* Exercise goal: Report how many lines of the listing contain the string "view", with no other words.

* Extracted information:
☆ ☆ ☆

PR #1065, opened 2017-09-11
[RTM] Store the request token as cookie instead of the session

ausi:
Use a [double submit cookie](https://www.owasp.org/index.php/Cross-Site_Request_Forgery_(CSRF)_Prevention_Cheat_Sheet#Double_Submit_Cookie) instead of storing the request token in the session of the user.


src/Csrf/MemoryTokenStorage.php
```diff
@@ -0,0 +1,118 @@
...
+    {
+        $this->tokens = $tokens;
+    }
+
+    /**
+     * Get all active tokens.
+     *
+     * @return array
+     */
+    public function getSaveTokens()
```
aschempp: I don't like this method name, shouldn't it be `getActiveTokens` if the internal variable is called `$activeTokens`? Also, I would prefer to name that `usedTokens` 😁 

The method can be simplified like this:

```php
return array_intersect_key($this->tokens, $this->activeTokens);
```

src/EventListener/CsrfTokenCookieListener.php
```diff
@@ -0,0 +1,119 @@
...
+    private $cookiePrefix;
+
+    /**
+     * Constructor.
+     *
+     * @param MemoryTokenStorage $tokenStorage
+     * @param int                $cookieLifetime
+     * @param string             $cookiePrefix
+     */
+    public function __construct(MemoryTokenStorage $tokenStorage, int $cookieLifetime = 86400, string $cookiePrefix = 'csrf_')
```
aschempp: Does this have to be a `MemoryTokenStorage`? Shouldn't we expect the interface?

src/EventListener/CsrfTokenCookieListener.php
```diff
@@ -0,0 +1,119 @@
...
+     * @param ParameterBag $cookies
+     *
+     * @return array
+     */
+    private function getTokensFromCookies(ParameterBag $cookies)
+    {
+        $tokens = [];
+
+        foreach ($cookies as $key => $value) {
+            if (strncmp($key, $this->cookiePrefix, strlen($this->cookiePrefix)) === 0) {
```
aschempp: `strpos($this->cookiePrefix, $key) === 0` ?

src/Resources/config/listener.yml
```diff
@@ -161,3 +161,11 @@ services:
...
             - { name: kernel.event_listener, event: kernel.request, method: onKernelRequest }
             - { name: kernel.event_listener, event: kernel.response, method: onKernelResponse }
+
+    contao.listener.csrf_token_cookie:
+        class: Contao\CoreBundle\EventListener\CsrfTokenCookieListener
+        arguments:
+            - "@contao.csrf.token_storage"
+        tags:
+            - { name: kernel.event_listener, event: kernel.request, method: onKernelRequest, priority: 20 }
+            - { name: kernel.event_listener, event: kernel.response, method: onKernelResponse, priority: 0 }
```
aschempp: you don't need to set a priority if it's `0`.

src/EventListener/CsrfTokenCookieListener.php
ausi: We call the `initialize()` method on it, so we cannot use the interface.

src/EventListener/CsrfTokenCookieListener.php
ausi: `strncmp()` should be way faster IMO.

src/Csrf/MemoryTokenStorage.php
ausi: Done in c3f6afb94f567a587c763f1a32e84d8ecd29bdcb

src/Resources/config/listener.yml
ausi: Done in d874349ecc242ae71e3fc096da15369a9c281aa3

src/EventListener/CsrfTokenCookieListener.php
```diff
@@ -0,0 +1,119 @@
...
+    {
+        if (!$event->isMasterRequest()) {
+            return;
+        }
+
+        $cookieLifetime = $this->cookieLifetime ? $this->cookieLifetime + time() : 0;
+        $isSecure = $event->getRequest()->isSecure();
+
+        foreach ($this->tokenStorage->getUsedTokens() as $key => $value) {
+            $event->getResponse()->headers->setCookie(
```
aschempp: I think you should use `deleteCookie` if the value is `null`. This way Symfony handles the unset case.

ausi: deleteCookie needs the same arguments as setCookie, except value and lifetime. Using deleteCookie would make a block of duplicate code.

aschempp: but it would move the delete logic to the header bag instead of our class, right?

ausi: If you refer to `$value === null ? 1 : $cookieLifetime` as the delete logic, then yes.

PR #1066, opened 2017-09-11
[RFC] Use KnpMenu for the main backend menu

sheeep:
This PR refactors the way the backend menu is created.

* [x] Check `hasAccess` on backend modules
* [x] Remove / Deprecate old methods in `Contao\BackendUser`
* [x] Implement `getUserNavigation` hook
* [x] A lot of CS stuff


src/EventListener/BackendMenu/UserMenuListener.php
```diff
@@ -0,0 +1,65 @@
...
+                        'title' => $categoryOptions['title'],
+                        'href' => $categoryOptions['href']
+                    ]
+                ]);
+
+                $node->setDisplayChildren(strpos($categoryOptions['class'], 'node-expanded') !== false);
+                $tree->addChild($node);
+            }
+
+            // Create the child nodes
```
aschempp: I would prefer to refactor this to a method that generates the child.

src/Resources/config/listener.yml
```diff
@@ -40,6 +40,14 @@ services:
         tags:
             - { name: kernel.event_listener, event: kernel.terminate, method: onKernelTerminate }
 
+    contao.listener.backend_menu.legacy_menu_listener:
```
aschempp: same here with the namespace

src/Resources/contao/templates/backend/be_main.html5
```diff
@@ -54,23 +54,7 @@
   <div id="container" class="cf">
     <?php if (!$this->isPopup): ?>
       <div id="left">
-        <nav id="tl_navigation" role="navigation">
```
aschempp: If we would keep this element here and just render the `ul` part, we could skip the skipNavigation part from our menu renderer (including the language labels in Twig 😉 )

src/Event/BackendMenuEvent.php
```diff
@@ -0,0 +1,28 @@
+<?php
+
+namespace Contao\CoreBundle\Event;
+
+use Knp\Menu\ItemInterface;
+use Symfony\Component\EventDispatcher\Event;
+
+class BackendMenuEvent extends Event
```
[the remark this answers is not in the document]
sheeep: > Or does such an event class maybe already exist in KnpMenu?

I don't find any such events in either KnpMenu and KnpMenuBundle.

> can or should we have a universal menu event?

We probably could. I can't think of any reasons or possibilities for having more than the tree in this event.

src/EventListener/BackendMenu/UserMenuListener.php
```diff
@@ -0,0 +1,65 @@
...
+
+    public function __construct(FactoryInterface $factory, TokenStorageInterface $tokenStorage)
+    {
+        $this->factory = $factory;
+        $this->tokenStorage = $tokenStorage;
+    }
+
+    public function onBuild(BackendMenuEvent $event)
+    {
+        $tree = $event->getTree();
```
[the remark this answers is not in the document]
sheeep: Correct, we don't need to return the tree.

src/Event/MenuEvent.php
```diff
@@ -0,0 +1,21 @@
...
+namespace Contao\CoreBundle\Event;
+
+use Knp\Menu\ItemInterface;
+use Symfony\Component\EventDispatcher\Event;
+
+class MenuEvent extends Event
+{
+    private $tree;
+
+    public function __construct(ItemInterface $tree)
```
aschempp: The event should also contain the menu factory, so it does not need to be injected into the listener.

src/Menu/BackendMenuRenderer.php
```diff
@@ -0,0 +1,29 @@
...
+
+    public function __construct(Environment $templating)
+    {
+        $this->templating = $templating;
+    }
+
+    public function render(ItemInterface $item, array $options = [])
+    {
+        $lang = [
+            'skipNavigation' => \StringUtil::specialchars($GLOBALS['TL_LANG']['MSC']['skipNavigation'])
```
aschempp: This can later be solved with https://github.com/contao/core-bundle/pull/1072

src/Resources/config/services.yml
```diff
@@ -138,6 +138,24 @@ services:
...
+        arguments:
+            - "@knp_menu.factory"
+            - "@event_dispatcher"
+
+    contao.menu.backend_menu:
+        class: Knp\Menu\MenuItem
+        factory: ["@contao.menu.backend_menu_builder", create]
+        arguments: ["@request_stack"]
+        tags:
+            - { name: knp_menu.menu, alias: backend }
```
aschempp: Not sure if we need this tag, but if then the alias is not useful.

src/Resources/config/services.yml
```diff
@@ -138,6 +138,24 @@ services:
...
+        arguments:
+            - "@twig"
+
+    contao.menu.backend_menu_builder:
+        class: Contao\CoreBundle\Menu\BackendMenuBuilder
+        arguments:
+            - "@knp_menu.factory"
+            - "@event_dispatcher"
+
+    contao.menu.backend_menu:
```
aschempp: According to discussion with @sheeep we don't need the menu as a service because of a custom renderer.

leofeyer:
I'm done fixing the coding style and switching to the translator. There are, however, two issue that need to be addressed in the `be_menu.html.twig` template:

**The skip navigation URL**

OLD

```php
<a href="<?= $this->request ?>#skipNavigation" class="invisible"><?= $this->skipNavigation ?></a>
```

NEW

```twig
<a href="#skipNavigation" class="invisible">{{ 'MSC.skipNavigation'|trans }}</a>
```

What happened to the `$this->request` variable?

**The ajaxUrl parameter**

OLD

```php
<li class="tl_level_1_group […] AjaxRequest.toggleNavigation( […] '<?= $arrModules['ajaxUrl']; ?> […]
```

NEW

```twig
<li class="tl_level_1_group […] AjaxRequest.toggleNavigation( […] '{{ path('contao_backend') }} […]
```

Do we no longer need the `ajaxUrl` parameter?

leofeyer:
Never mind, I just realized that the `contao_backend` route **is** the Ajax URL.

leofeyer:
Thanks a lot @sheeep.

PR #1071, opened 2017-09-12
[RFC] Created a new method braceGlob to polyfill GLOB_BRACE

sheeep:
Discussion in #1057.

### DIFF
--- a/src/Resources/contao/library/Contao/Controller.php
+++ b/src/Resources/contao/library/Contao/Controller.php
@@ -2362,11 +2362,7 @@ abstract class Controller extends \System
 		{
 			$path = $info->getPathname();
 
-			if (preg_match($regex, $path) && $info->isFile()) {
-				return true;
-			}
-
-			return false;
+			return preg_match($regex, $path) && $info->isFile();
 		});
 
 		$files = iterator_to_array($filesIterator);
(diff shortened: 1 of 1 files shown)


src/Resources/contao/library/Contao/Controller.php
```diff
@@ -2341,4 +2343,30 @@ protected function createNewVersion($strTable, $intId)
 		$objVersions = new \Versions($strTable, $intId);
 		$objVersions->create();
 	}
+
+	protected static function braceGlob($resource)
+	{
+		if (false === strpos($resource, '/**/') && (defined('GLOB_BRACE') || false === strpos($resource, '{')))
+		{
+			return glob($resource, defined('GLOB_BRACE') ? GLOB_BRACE : 0);
```
Toflar: The `defined()` check here is redundant :)

sheeep: It's not.

Given that `false === strpos($resource, '/**/')` and `false === strpos($resource, '{'))` we still need that check. Even though the flag could be omitted IMO. This comes directly from [Symfonys `GlobalResource`](https://github.com/symfony/symfony/blob/master/src/Symfony/Component/Config/Resource/GlobResource.php#L98-L99).

Toflar: Ah, true!

leofeyer:
Merged into the correct branch in e98544b739d013a5019a8a5cad64ca96ae3087ba.

Thank you very much @sheeep. I did some profiling and `glob()` is about twice as fast, so good that we have both solutions now. 👍 

with-glob

without-glob

PR #1072, opened 2017-09-12
[RTM] Translator

ausi:
Can be used as following:

```php
->trans('MSC.view', [], 'contao_default');
->trans('ERR.minlength', ['My Field', 1234], 'contao_default');
->trans('websiteTitle.0', [], 'contao_tl_settings');
->trans('MSC.key\.mit\.punkt\.und\\\\backslash', 'contao_default');
```

Twig:

```twig
{% trans_default_domain 'contao_default' %}
{{ 'MSC.view'|trans }}
{{ 'ERR.minlength'|trans(['My Field', 1234]) }}
{{ 'websiteTitle.0'|trans({}, 'contao_tl_settings') }}
{{ 'MSC.key\\.mit\\.punkt\\.und\\\\backslash'|trans }}
```

### DIFF
--- a/src/Translation/Translator.php
+++ b/src/Translation/Translator.php
@@ -49,12 +49,9 @@ class Translator implements TranslatorInterface
             return $this->translator->trans($id, $parameters, $domain, $locale);
         }
 
-        if (!$this->framework->isInitialized()) {
-            return $id;
-        }
-
         $domain = substr($domain, 7);
 
+        $this->framework->initialize();
         $this->loadLanguageFile($domain);
 
         $translated = $this->getFromGlobals($id, $domain);
--- a/src/Translation/Translator.php
+++ b/src/Translation/Translator.php
@@ -43,6 +43,10 @@ class Translator implements TranslatorInterface
 
     /**
      * {@inheritdoc}
+     *
+     * Gets the translation from Contao’s $GLOBALS['TL_LANG'] array
+     * if the message domain starts with "contao_".
+     * The locale parameter is ignored in this case.
      */
     public function trans($id, array $parameters = [], $domain = null, $locale = null)
     {
@@ -70,6 +74,8 @@ class Translator implements TranslatorInterface
 
     /**
      * {@inheritdoc}
+     *
+     * Forwards to the default translator, doesn’t handle $GLOBALS['TL_LANG'].
      */
     public function transChoice($id, $number, array $parameters = [], $domain = null, $locale = null)
     {
@@ -78,6 +84,8 @@ class Translator implements TranslatorInterface
 
     /**
      * {@inheritdoc}
+     *
+     * Forwards to the default translator, doesn’t handle $GLOBALS['TL_LANG'].
      */
     public function setLocale($locale)
     {
@@ -86,6 +94,8 @@ class Translator implements TranslatorInterface
 
     /**
      * {@inheritdoc}
+     *
+     * Forwards to the default translator, doesn’t handle $GLOBALS['TL_LANG'].
      */
     public function getLocale()
     {
--- a/src/Translation/Translator.php
+++ b/src/Translation/Translator.php
@@ -106,8 +106,10 @@ class Translator implements TranslatorInterface
             $id = $domain.'.'.$id;
         }
 
-        preg_match_all('/(?:\\\\.|[^.])+/s', $id, $matches);
-        $parts = preg_replace('/\\\\(.)/s', '$1', $matches[0]);
+        // Split the ID into chunks separated by dots,
+        // escaped dots (\.) and backslashes (\\) are allowed.
+        preg_match_all('/(?:\\\\[.\\\\]|[^.])++/s', $id, $matches);
+        $parts = preg_replace('/\\\\([.\\\\])/s', '$1', $matches[0]);
 
         $item = &$GLOBALS['TL_LANG'];
 
--- a/src/Translation/Translator.php
+++ b/src/Translation/Translator.php
@@ -11,6 +11,7 @@
 namespace Contao\CoreBundle\Translation;
 
 use Contao\CoreBundle\Framework\ContaoFrameworkInterface;
+use Contao\System;
 use Symfony\Component\Translation\TranslatorInterface;
 
 /**
@@ -127,8 +128,8 @@ class Translator implements TranslatorInterface
      */
     private function loadLanguageFile(string $name)
     {
-        /** @var \Contao\System */
-        $system = $this->framework->getAdapter('System');
+        /** @var System */
+        $system = $this->framework->getAdapter(System::class);
 
         $system->loadLanguageFile($name);
     }
--- a/src/Translation/Translator.php
+++ b/src/Translation/Translator.php
@@ -1,0 +1,132 @@
+<?php
+
+/*
+ * This file is part of Contao.
+ *
+ * Copyright (c) 2005-2017 Leo Feyer
+ *
+ * @license LGPL-3.0+
+ */
+
+namespace Contao\CoreBundle\Translation;
+
+use Contao\CoreBundle\Framework\FrameworkAwareInterface;
+use Contao\CoreBundle\Framework\FrameworkAwareTrait;
+use Symfony\Component\Translation\TranslatorInterface;
+
+/**
+ * Translator.
+ *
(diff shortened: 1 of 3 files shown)


leofeyer:
I like a lot!

src/Translation/Translator.php
```diff
@@ -0,0 +1,138 @@
...
+    /**
+     * {@inheritdoc}
+     */
+    public function trans($id, array $parameters = [], $domain = null, $locale = null)
+    {
+        if (null === $domain || strncmp($domain, 'contao_', 7) !== 0) {
+            return $this->translator->trans($id, $parameters, $domain, $locale);
+        }
+
+        if (!$this->framework->isInitialized()) {
```
aschempp: Should we initialize the framework here?

src/Translation/Translator.php
```diff
@@ -0,0 +1,138 @@
...
+     * @return string|null
+     */
+    private function getFromGlobals(string $id, string $domain)
+    {
+        if ('default' !== $domain) {
+            $id = $domain.'.'.$id;
+        }
+
+        preg_match_all('/(?:\\\\.|[^.])+/s', $id, $matches);
+        $parts = preg_replace('/\\\\(.)/s', '$1', $matches[0]);
```
aschempp: According to my Regex tool, this should be like the following. Not sure what `|[^.]` is for?

```
preg_match_all('/(?:\\\.|[^.])+/s', $id, $matches);
$parts = preg_replace('/\\(\.)/s', '$1', $matches[0]);
```

src/Translation/Translator.php
```diff
@@ -0,0 +1,138 @@
...
+
+        $item = &$GLOBALS['TL_LANG'];
+
+        foreach ($parts as $part) {
+            if (!isset($item[$part])) {
+                return null;
+            }
+            $item = &$item[$part];
```
aschempp: If I'm right, this will overwrite the referenced array? So labels would be lost?

src/Translation/Translator.php
```diff
@@ -0,0 +1,138 @@
...
+
+    /**
+     * Load a Contao framework language file.
+     *
+     * @param string $name
+     */
+    private function loadLanguageFile(string $name)
+    {
+        /** @var \Contao\System */
+        $system = $this->framework->getAdapter('System');
```
aschempp: You must always use the FQCN, or just use `System::class` and import the class from `Contao\System`.

src/Translation/Translator.php
ausi: Yes. Done.

src/Translation/Translator.php
ausi: Done.

src/Translation/Translator.php
```diff
@@ -0,0 +1,138 @@
...
+
+        // Split the ID into chunks separated by dots,
+        // escaped dots (\.) and backslashes (\\) are allowed.
+        preg_match_all('/(?:\\\\[.\\\\]|[^.])++/s', $id, $matches);
+        $parts = preg_replace('/\\\\([.\\\\])/s', '$1', $matches[0]);
+
+        $item = &$GLOBALS['TL_LANG'];
+
+        foreach ($parts as $part) {
+            if (!isset($item[$part])) {
```
aschempp: what if `$item` is not an array here? Will we get an error message trying to access a key of a scalar variable?

ausi: No, `isset()` doesn’t generate a warning for such cases. Tested in aea72e343519394ea70116b36fd9f39bba3cfbc1.

src/Translation/Translator.php
```diff
@@ -0,0 +1,138 @@
+<?php
```
DanielSchwiperich: since this PR is targeted for 4.5.0 (same as #1077) and is already using php 7 features like the `string` parameter type hints it should fully make use of it. 

right here `declare strict` declaration is missing

src/Translation/Translator.php
```diff
@@ -0,0 +1,138 @@
...
+    public function __construct(TranslatorInterface $translator, ContaoFrameworkInterface $framework)
+    {
+        $this->translator = $translator;
+        $this->framework = $framework;
+    }
+
+    /**
+     * {@inheritdoc}
+     */
+    public function trans($id, array $parameters = [], $domain = null, $locale = null)
```
DanielSchwiperich: the symfony interface is php5, it is ok to use parameter hints in the implementing method, also return type declaration is missing

src/Translation/Translator.php
```diff
@@ -0,0 +1,138 @@
...
+
+    /**
+     * Get the translation from the $GLOBALS['TL_LANG'] array.
+     *
+     * @param string $id     Message id, e.g. "MSC.view"
+     * @param string $domain Message domain, e.g. "messages" or "tl_content"
+     *
+     * @return string|null
+     */
+    private function getFromGlobals(string $id, string $domain)
```
DanielSchwiperich: I saw leo using nullable return type, so I assume we have php 7.1 features available and we can set a return type `: ?string`

src/Translation/Translator.php
DanielSchwiperich: same for following methods

src/Translation/Translator.php
```diff
@@ -0,0 +1,138 @@
...
+use Contao\CoreBundle\Framework\ContaoFrameworkInterface;
+use Contao\System;
+use Symfony\Component\Translation\TranslatorInterface;
+
+/**
+ * Translator.
+ *
+ * @author Martin Auswöger <martin@auswoeger.com>
+ */
+class Translator implements TranslatorInterface
```
DanielSchwiperich: Since this Translator is only for usage with  `$Globals['TL_LANG']` and hopefully replaced someday by a solution which doesn't need to use a superglobal I would recommend a name like `GlobalsTranslator` or so

src/Translation/Translator.php
```diff
@@ -0,0 +1,138 @@
...
+     */
+    public function transChoice($id, $number, array $parameters = [], $domain = null, $locale = null)
+    {
+        return $this->translator->transChoice($id, $number, $parameters, $domain, $locale);
+    }
+
+    /**
+     * {@inheritdoc}
+     */
+    public function setLocale($locale)
```
DanielSchwiperich: I'd recommend to give info in the doc block that this method and the following do nothing in regard of contao.

src/Translation/Translator.php
ausi: No, parameter hints are not allowed for implemented methods in PHP 7.1, only in 7.2

ausi:
@DanielSchwiperich Adding PHP 7 features is not part of this pull request and should be done in #1077 IMO

src/Translation/Translator.php
ausi: Where this translator gets the messages from may change in the future. In the optimal case this class gets removed in the future and the default translater service can be used.

DanielSchwiperich:
ah ok in that case you would need to remove the `string` parameter type hints because they are only allowed from php 7 onwards. And then ignore most of my other comments 😄

src/Translation/Translator.php
DanielSchwiperich: you are absolutely right on this. Thought I had done this successfully in a project but was wrong

src/Translation/Translator.php
ausi: Done in bbf0b949dfb753d7507e1a4c4720d71a62ba057f.

aschempp:
Just found the `LoggingTranslatorPass` class. Does that affect us?

ausi:
The logging still works for the Symfony translator, Contao translations don’t get logged.

leofeyer:
Thank you @ausi.

DanielSchwiperich:
@leofeyer you have now merged code which requires php7, you know that?

Toflar:
The develop branch is php 7.1 only.

DanielSchwiperich:
then I don't understand why this PR was not made using all the php 7.1 features (see my comments). 
Either do it php 7(.1) way or not at all. imho

ausi:
@DanielSchwiperich the PHP 7.1 features for this PR got added in https://github.com/contao/core-bundle/pull/1077/files#diff-144b2e2beae5529dc5a75f36c717cbb7

PR #1079, opened 2017-09-13
[RFC] Extend \Image::getPath($src) method to return public vendor images

agoat:
This PR adds the ability to easily insert images from your vendor public folder, just like the contao theme images. This might be interesting for developers.

You will be able to insert a image from your vendors public folder into your html like so:
```php
$strOutputHTML .= \Image::getHtml('myimage.svg', 'my image', '');
```
or just fetch the path
```php
$imgUrl = \Image::getPath('myimage.svg');
```
It will return the relative path to the image (e.g. `bundles/agoatspecialbundle/myimage.svg`).

That's maybe much simpler as:
```php
\Image::getHTML('bundles/whattheheckismybundlessymlinkedname/myimage.svg');
```

The only drawback with this is, that only the first image path found is returned if the same image name is used in several bundles.

What do you think?

### DIFF
--- a/src/Resources/contao/library/Contao/Image.php
+++ b/src/Resources/contao/library/Contao/Image.php
@@ -677,7 +677,7 @@ class Image
 	
 			if (count($vendorAssets) > 0)
 			{
-				return StringUtil::stripRootDir($vendorAssets[0]);
+				return \StringUtil::stripRootDir($vendorAssets[0]);
 			}
 		}
 	}
--- a/src/Resources/contao/library/Contao/Image.php
+++ b/src/Resources/contao/library/Contao/Image.php
@@ -660,20 +660,25 @@ class Image
 		{
 			$theme = \Backend::getTheme();
 
-			if (pathinfo($src, PATHINFO_EXTENSION) == 'svg')
-			{
-				return 'system/themes/' . $theme . '/icons/' . $src;
-			}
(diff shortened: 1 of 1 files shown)


ausi:
I don’t think it’s a good idea to extend the features of the old classes. We should use a resource finder/locator service instead I think.

leofeyer:
It would probably be ok to modify the old class, but why would be want an additional and expensive `glob()` call that is made upon every method call?

agoat:
> I don’t think it’s a good idea to extend the features of the old classes. We should use a resource finder/locator service instead I think.

That sounds good. However, I must confess that I don't yet understand the whole possibilities of the symfony framework. That's probably a task for you guys. I look and learn how contao is doing it. So you are my teachers ;-)

> It would probably be ok to modify the old class, but why would be want an additional and expensive glob() call that is made upon every method call?

I already thought about the performance of the glob task. Maybe it's better to catch the public folders and go through them, but I don't know if this would be faster as a pure search on the disk system. And the glob() command is only called when nothing else could be found. 
I couldn't find a way the get informations of the bundles public assets folders from symfony directly.


This is more a quick approuch for a solution to show the idea.

agoat:
Ok. I'm not sad about this. Was just an idea. 
There are many things that are more important.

☆ ☆ ☆

* Task output: 3